As you point out, certain 'secret intelligence' can only be assessed with the assistance of other 'secret intelligence.' However, it seems to me that your most recent piece is a virtuoso demonstration of how to assess what purports to be explosive 'secret intelligence' by a meticulous setting of what is claimed in the context of 'open intelligence'.

The implications are, I think, interestingly double-edged. Those who do not have a very extensive understanding of how other societies work are liable to find out that they think they are 'puppet masters', while they may in fact be 'puppets'.

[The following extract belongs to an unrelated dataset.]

PR #2037, opened 2022-10-11
Scylla optimize provision

colin-grapl:
https://app.zenhub.com/workspaces/grapl-6036cbd36bacff000ef314f2/issues/grapl-security/issue-tracker/1031

Provisioning keyspaces and tables in parallel is slow and error prone. This changes things so that we provision things once and instead our tenancy isolation is done via partition keys, not keyspaces.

But then, speaking as someone whose trade was as a generalist television current affairs producer, one often does not actually need detailed knowledge of a subject to be able to work out who has such knowledge and who does not.

Long before I came across the 1996 'Clean Break' paper, I knew that Richard Perle was a borderline imbecile. But any competent current affairs researcher could have ascertained that within a few hours.

All I would have needed to do was to find a few competent Middle East scholars, and read over to them the now notorious lines from the paper:

'Were the Hashemites to control Iraq, they could use their influence over Najf to help Israel wean the south Lebanese Shia away from Hizballah, Iran, and Syria. Shia retain strong ties to the Hashemites: the Shia venerate foremost the Prophet’s family, the direct descendants of which—and in whose veins the blood of the Prophet flows – is King Hussein.'

Starting from a position of near complete ignorance, it would have been a few days work, at the most, to discover that these people thought they were 'puppet masters', and were likely to end up as 'puppets'.